(Stored items)
========================================

PR #9849, opened 2024-12-10
feat: expose `session` / `db` in migrations to use the active transaction with the database directly

r1tsuu:
This PR adds a feature which fixes another issue with migrations in Postgres and does few refactors that significantly reduce code duplication.

Previously, if you needed to use the underlying database directly in migrations with the active transaction (for example to execute raw SQL), created from `payload create:migration`, as `req` doesn't work there you had to do something like this:
```ts
// Postgres
export async function up({ payload, req }: MigrateUpArgs): Promise<void> {
  const db = payload.db.sessions?.[await req.transactionID!].db ?? payload.db
  const { rows: posts } = await db.execute(sql`SELECT * from posts`)
}

// MongoDB
export async function up({ payload, req }: MigrateUpArgs): Promise<void> {
  const session = payload.db.sessions?.[await req.transactionID!]
  const posts = await payload.db.collections.posts.collection.find({ session }).toArray()
}
```

Which was:
1. Awkward to write
2. Not documented anywhere

Now, we expose `session` and `db` to `up` and `down` functions for you:

#### MongoDB:
```ts
import { type MigrateUpArgs } from '@payloadcms/db-mongodb'

export async function up({ session, payload, req }: MigrateUpArgs): Promise<void> {
  const posts = await payload.db.collections.posts.collection.find({ session }).toArray()
}
```
#### Postgres:
```ts
import { type MigrateUpArgs, sql } from '@payloadcms/db-postgres'

export async function up({ db, payload, req }: MigrateUpArgs): Promise<void> {
  const { rows: posts } = await db.execute(sql`SELECT * from posts`)
}
```

#### SQLite:
```ts
import { type MigrateUpArgs, sql } from '@payloadcms/db-sqlite'

export async function up({ db, payload, req }: MigrateUpArgs): Promise<void> {
  const { rows: posts } = await db.run(sql`SELECT * from posts`)
}
```
This actually was a thing with Postgres migrations, we already were passing `db`, but:
1. Only for `up` and when running `payload migrate`, not for example with `payload migrate:fresh`
2. Not documented neither in TypeScript or docs.

By ensuring we use `db`, this also fixes an issue that affects all Postgres/SQLite migrations:

Currently, if we run `payload migration:create` with the postgres adapter we get a file like this:

```ts
import { MigrateUpArgs, MigrateDownArgs, sql } from '@payloadcms/db-postgres'

export async function up({ payload, req }: MigrateUpArgs): Promise<void> {
  await payload.db.drizzle.execute(sql`
   CREATE TABLE IF NOT EXISTS "users" (
  	"id" serial PRIMARY KEY NOT NULL,
  );
```
Looks good?
Not exactly!
`payload.db.drizzle.execute()` doesn't really use the current transaction which can lead to some problems.
Instead, it should use the `db` from `payload.db.sessions?.[await req.transactionID!].db` because that's where we store our Drizzle instance with the transaction.

But now, if we generate `payload migrate:create` we get:
```ts
import { MigrateUpArgs, MigrateDownArgs, sql } from '@payloadcms/db-postgres'

export async function up({ db, payload, req }: MigrateUpArgs): Promise<void> {
  await db.execute(sql`
   CREATE TABLE IF NOT EXISTS "users" (
  	"id" serial PRIMARY KEY NOT NULL,
  );
```

Which is what we want, as the `db` is passed correctly here:
https://github.com/payloadcms/payload/blob/76428373e4ad94ec29dd58ee293a68b0b67429dc/packages/drizzle/src/migrate.ts#L88-L90

```ts
export async function up({ db, payload, req }: MigrateUpArgs): Promise<void> {
  const dbWithTransaction = payload.db.sessions?.[await req.transactionID!].db
  payload.logger.info({ one: db === dbWithTransaction })
  payload.logger.info({ two: db === payload.db.drizzle })
```
image

Additionally, this PR refactors:
* `createMigration` with Drizzle - now we have sharable `buildCreateMigration` in `@payloadcms/drizzle` to reduce copy-pasting of the same logic.
* the `v2-v3` relationships migration for Postgres is now shared between `db-postgres` and `db-vercel-postgres`, again to reduce copy-paste.


docs/database/migrations.mdx
```diff
@@ -57,6 +57,36 @@ you need to do is pass the `req` object to any [local API](/docs/local-api/overv
 after your `up` or `down` function runs. If the migration errors at any point or fails to commit, it is caught and the
 transaction gets aborted. This way no change is made to the database if the migration fails.
 
+### Using database directly with the transaction
+
+Additionally, you can bypass Payload's layer entirely and perform operations directly on your underlying database within the active transaction
```
DanRibbens, line 62: Missing a `.` or `:` at the end.

docs/database/migrations.mdx
```diff
@@ -57,6 +57,36 @@ you need to do is pass the `req` object to any [local API](/docs/local-api/overv
...
+### Postgres:
+```ts
+import { type MigrateUpArgs, sql } from '@payloadcms/db-postgres'
+
+export async function up({ db, payload, req }: MigrateUpArgs): Promise<void> {
+  const { rows: posts } = await db.execute(sql`SELECT * from posts`)
+}
+```
+
+### SQLite:
```
DanRibbens, line 81: SQLite transactions are opt-in only because they weren't working in my experience like Postgres and MongoDB. Is this misleading since they need to do more to configure SQLite?

packages/db-mongodb/src/types.ts
```diff
@@ -110,5 +111,65 @@ export type FieldToSchemaMap<TSchema> = {
   upload: FieldGeneratorFunction<TSchema, UploadField>
 }
 
-export type MigrateUpArgs = { payload: Payload; req: PayloadRequest }
-export type MigrateDownArgs = { payload: Payload; req: PayloadRequest }
+export type MigrateUpArgs = {
```
DanRibbens, line 114: I'm unsure why we didn't just have one `MigrateArgs` instead of MigrateUpArgs/MigrateDownArgs since `up` and `down` as they're the exact same. Too late now!

packages/drizzle/src/utilities/buildCreateMigration.ts
```diff
@@ -0,0 +1,134 @@
...
+
+    const drizzleJsonAfter = await generateDrizzleJson(this.schema)
+
+    const [yyymmdd, hhmmss] = new Date().toISOString().split('T')
+    const formattedDate = yyymmdd.replace(/\D/g, '')
+    const formattedTime = hhmmss.split('.')[0].replace(/\D/g, '')
+    let imports: string = ''
+    let downSQL: string
+    let upSQL: string
+    ;({ downSQL, imports, upSQL } = await getPredefinedMigration({
```
DanRibbens, line 42: Can you make a canary and verify in a project that it still works with the same command?

DanRibbens (changes requested):
It looks great overall, love the code deduplication. My main concern is testing it in a project. Reviewing what you have it seems like everything will still work, but being a lot of code change I'd feel good knowing it was tested both on a project using this change in a canary before we can merge it.

docs/database/migrations.mdx
r1tsuu: > SQLite transactions are opt-in

I didn't find any mentioning of this in docs. Added as well to `overview/transactions` like with mongodb.

DanRibbens (approved):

========================================

> [TASK DESCRIPTION]:
Set down, unchanged, only those lines above that fall between the line with "2. Not documented anywhere" and the line with "Which is what", the two end lines included.

> [YOUR SOLUTION]:
2. Not documented anywhere

Now, we expose `session` and `db` to `up` and `down` functions for you:

#### MongoDB:
```ts
import { type MigrateUpArgs } from '@payloadcms/db-mongodb'

export async function up({ session, payload, req }: MigrateUpArgs): Promise<void> {
  const posts = await payload.db.collections.posts.collection.find({ session }).toArray()
}
```
#### Postgres:
```ts
import { type MigrateUpArgs, sql } from '@payloadcms/db-postgres'

export async function up({ db, payload, req }: MigrateUpArgs): Promise<void> {
  const { rows: posts } = await db.execute(sql`SELECT * from posts`)
}
```

#### SQLite:
```ts
import { type MigrateUpArgs, sql } from '@payloadcms/db-sqlite'

export async function up({ db, payload, req }: MigrateUpArgs): Promise<void> {
  const { rows: posts } = await db.run(sql`SELECT * from posts`)
}
```
This actually was a thing with Postgres migrations, we already were passing `db`, but:
1. Only for `up` and when running `payload migrate`, not for example with `payload migrate:fresh`
2. Not documented neither in TypeScript or docs.

By ensuring we use `db`, this also fixes an issue that affects all Postgres/SQLite migrations:

Currently, if we run `payload migration:create` with the postgres adapter we get a file like this:

```ts
import { MigrateUpArgs, MigrateDownArgs, sql } from '@payloadcms/db-postgres'

export async function up({ payload, req }: MigrateUpArgs): Promise<void> {
  await payload.db.drizzle.execute(sql`
   CREATE TABLE IF NOT EXISTS "users" (
  	"id" serial PRIMARY KEY NOT NULL,
  );
```
Looks good?
Not exactly!
`payload.db.drizzle.execute()` doesn't really use the current transaction which can lead to some problems.
Instead, it should use the `db` from `payload.db.sessions?.[await req.transactionID!].db` because that's where we store our Drizzle instance with the transaction.

But now, if we generate `payload migrate:create` we get:
```ts
import { MigrateUpArgs, MigrateDownArgs, sql } from '@payloadcms/db-postgres'

export async function up({ db, payload, req }: MigrateUpArgs): Promise<void> {
  await db.execute(sql`
   CREATE TABLE IF NOT EXISTS "users" (
  	"id" serial PRIMARY KEY NOT NULL,
  );
```

Which is what we want, as the `db` is passed correctly here:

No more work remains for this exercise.